Two critical steps are needed to address these gaps in our understanding: (1) establishing a reliable redox proxy and (2) identifying suitable samples that faithfully record sub-arc mantle fO2 over time. Fe3+/ΣFe measurements in mineral inclusions and glasses are ideal, but are limited by sample availability and high analytical costs28. As an alternative, the multivalent element vanadium (2+, 3+, 4+, 5+) demonstrates increasing incompatibility under increasingly oxidizing conditions, and the trivalent element scandium behaves incompatibly during mantle partial melting29,30,31. Accordingly, petrological modeling of non-modal partial melting indicates that the V/Sc ratio in basalts is a reliable proxy for mantle fO2 because V and Sc exhibit analogous partitioning behaviors during mantle melting processes and are relatively insensitive to mantle lithologies and chemical compositions32.

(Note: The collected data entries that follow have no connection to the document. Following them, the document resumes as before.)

PR #1424, opened 2019-10-03
Adds aria-label for close button on CanvasMenu

### LINKED ISSUE #1389: Button on CanvasMenu component is not accessable
**Describe the bug**
No text on the button when using a screen reader. We need `aria-label` or `sr-only` text

jermnelson:
Fixes #1389

### DIFF
--- a/__tests__/components/menu/CanvasMenu.test.js
+++ b/__tests__/components/menu/CanvasMenu.test.js
@@ -25,4 +25,8 @@ describe('<CanvasMenu />', () => {
       expect(node.prop('rel')).toEqual('noopener noreferrer')
     })
   })
+
+  it('has an aria-label for accessability', () => {
+    expect(wrapper.find('button[aria-label="Close Help Menu"]')).toBeTruthy()
+  })
 })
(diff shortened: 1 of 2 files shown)


__tests__/components/menu/CanvasMenu.test.js
```diff
@@ -25,4 +25,8 @@ describe('<CanvasMenu />', () => {
       expect(node.prop('rel')).toEqual('noopener noreferrer')
     })
   })
+
+  it('has an aria-label for accessability', () => {
+    expect(wrapper.find('button[aria-label="Close Help Menu"]')).toBeTruthy()
```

To overcome the inaccuracies of traditional methods used to distinguish arc basalts from non-arc basalts, we used a high-dimensional machine learning (ML) approach to classify basalts accurately and identify ancient arc-type basalts (hereafter, simply “arc basalts”)33. As a widely used ML technique, eXtreme Gradient Boosting (XGBoost) is a supervised ML model; it is trained by applying decision trees to a known and labeled dataset, then makes predictions when applied to an unknown application dataset. Therefore, we trained an XGBoost ML model on geochemical data from modern arc and non-arc basalts (Supplementary Figs. S1S4; see “Methods”). To constrain the redox state of the sub-arc mantle, we excluded back-arc and fore-arc basalts from the training dataset. We applied the trained model to identify global arc basalts erupted since ~0.8 Ga (Supplementary Figs. S5S8; see “Methods”). Then, we calculated the global mean V/Sc values of primitive arc basalts since ~0.8 Ga and translated them using petrological modeling to estimate changes in the sub-arc mantle fO2 through time (see “Methods”).

Results and discussion

ML modeling results

Based on the input features (Nb/La, Ti, U/Nb, La, Nb, Rb/Nb, Pb/Nd, Ba, Nb/Yb, U, Sr/Nd, Ba/La, Ba/Nb, Th, P, Pb/Nb, Nb/Th, La/Yb, Zr/Y, Sr, Y, Ce, Zr, Pb, Rb, Ti/Y, Ta)32, our arc vs. non-arc classification model achieved an average accuracy and F1 score of 0.95 ± 0.01 (1 standard deviation; s.d.) and 0.94 ± 0.01 (1 s.d.), respectively, when applied to the training subset (70% of the training dataset). The F1 score is widely used to evaluate the performance of a classification model (see “Methods”), and the confusion matrix visualizes model performance by comparing known and predicted data labels. As shown in the confusion matrix (Fig. 1b), the model similarly achieved an accuracy and F1 score of 0.95 and 0.94, respectively, when applied to the testing subset (30% of the parental training dataset). These high accuracies and F1 scores illustrate that our ML model can reliably distinguish between arc and non-arc basalts.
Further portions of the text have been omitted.